▸ Data provided:
PR #652, opened 2024-01-09
fixes #651: adds `custom_status_id` to `Request` object

### LINKED ISSUE #651: add missing `custom_status_id` field to Ticket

▸ What the task requires: Repeat the whole listing above, word for word.

▸ Result below:
PR #652, opened 2024-01-09
fixes #651: adds `custom_status_id` to `Request` object

### LINKED ISSUE #651: add missing `custom_status_id` field to Ticket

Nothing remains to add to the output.